District information
- Grades: PreK-12
- Superintendent: David Aderhold
- Business administrator: Christopher Russo
- Schools: 10

Students and staff
- Enrollment: 9,386 (as of 2020–21)
- Faculty: 773.2 FTEs
- Student–teacher ratio: 12.1:1

Other information
- District Factor Group: J
- Website: www.west-windsor-plainsboro.k12.nj.us
| Ind. | Per pupil | District spending | Rank (*) | K-12 average | %± vs. average |
| 1A | Total Spending | $17,321 | 33 | $18,891 | −8.3% |
| 1 | Budgetary Cost | 13,701 | 37 | 14,783 | −7.3% |
| 2 | Classroom Instruction | 8,580 | 48 | 8,763 | −2.1% |
| 6 | Support Services | 1,983 | 30 | 2,392 | −17.1% |
| 8 | Administrative Cost | 1,420 | 46 | 1,485 | −4.4% |
| 10 | Operations & Maintenance | 1,379 | 23 | 1,783 | −22.7% |
| 13 | Extracurricular Activities | 296 | 70 | 268 | 10.4% |
| 16 | Median Teacher Salary | 83,850 | 102 | 64,043 |
Data from NJDoE 2014 Taxpayers' Guide to Education Spending. *Of K-12 districts with more than 3,500 students. Lowest spending=1; Highest=103

= West Windsor-Plainsboro Regional School District =

School district in Mercer County, New Jersey, US

The West Windsor-Plainsboro Regional School District is a comprehensive high achieving regional public school district in the U.S. state of New Jersey, serving students in pre-kindergarten through twelfth grade from West Windsor Township (in Mercer County) and Plainsboro Township (in Middlesex County). There are four elementary schools (grades PreK/K - 3), two upper elementary schools (grades 4 and 5), two middle schools (grades 6 - 8) and two high schools (grades 9 - 12). Niche.com listed the district as fifth best in New Jersey, and 73rd best in the nation, according to its 2025 Best Schools ranking.

As of the 2020–21 school year, the district, comprising 10 schools, had an enrollment of 9,386 students and 773.2 classroom teachers (on an FTE basis), for a student–teacher ratio of 12.1:1.

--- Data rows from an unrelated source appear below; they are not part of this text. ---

PR #4160, opened 2018-09-14
Change the intersection function to determine dependencies

### LINKED ISSUE #3832: Make parse for nested field come after the transform that produces it

invokesus:
Fixes #3832

### DIFF
--- a/src/util.ts
+++ b/src/util.ts
@@ -185,30 +185,21 @@ export function hasIntersection(a: StringSet, b: StringSet) {
   return false;
 }
 
-export function fieldIntersection(a: StringSet, b: StringSet): boolean {
+export function prefixGenerator(a: StringSet): StringSet {
+  const prefixes = {};
   // for ... of used to avoid for ... in must be filtered linter warning
   for (const x of Object.keys(a)) {
-    for (const y of Object.keys(b)) {
-      if (stringIntersection(x, y)) {
-        return true;
-      }
-    }
+    const splitField = splitAccessPath(x);
+    // Wrap every element other than the first in `[]`
+    const wrappedWithAccessors = splitField.map((y, i) => (i === 0 ? y : `[${y}]`));
+    const computedPrefixes = wrappedWithAccessors.map((_, i) => wrappedWithAccessors.slice(0, i + 1).join(''));
+    computedPrefixes.forEach(y => (prefixes[y] = true));
   }
-  return false;
+  return prefixes;
 }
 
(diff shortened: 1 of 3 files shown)


domoritz:
@saba9 can you help review this?

domoritz:
Thank you. Let's make this function more efficient. 

Instead of doing n^2 many comparisons, let's iterate over the two lists and expand them into their prefixes. Then compare the sets for an intersection afterwards. 

Can you do this?

src/util.ts
```diff
@@ -185,6 +185,23 @@ export function hasIntersection(a: StringSet, b: StringSet) {
   return false;
 }
 
+export function prefixGenerator(a: StringSet): StringSet {
+  const prefixes = {};
+  // for ... of used to avoid for ... in must be filtered linter warning
+  for (const x of Object.keys(a)) {
```
domoritz: Use utils.keys and delete comment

The district is classified by the New Jersey Department of Education as being in District Factor Group "J", the highest of eight groupings. District Factor Groups organize districts statewide to allow comparison by common socioeconomic characteristics of the local districts. From lowest socioeconomic status to highest, the categories are A, B, CD, DE, FG, GH, I and J.

==History==
The West Windsor-Plainsboro Regional School District was the result of the 1969 merger of two separate, neighboring school districts - the Plainsboro School District and the West Windsor School District - as the population of both municipalities was starting to grow rapidly. The districts merged so that they could accommodate the increasing number of students newly enrolling. Dutch Neck and Wicoff elementary schools were constructed well before the establishment of the regional district.

Constructed at a cost of $8 million (equivalent to $ million in ) and designed to ultimately accommodate an enrollment of 1,300 students in grades 7-12, West Windsor-Plainsboro High School (since renamed as West Windsor-Plainsboro High School South) opened in 1973 for grades 7-10, with students in grades 11 and 12 completing their education at Princeton High School.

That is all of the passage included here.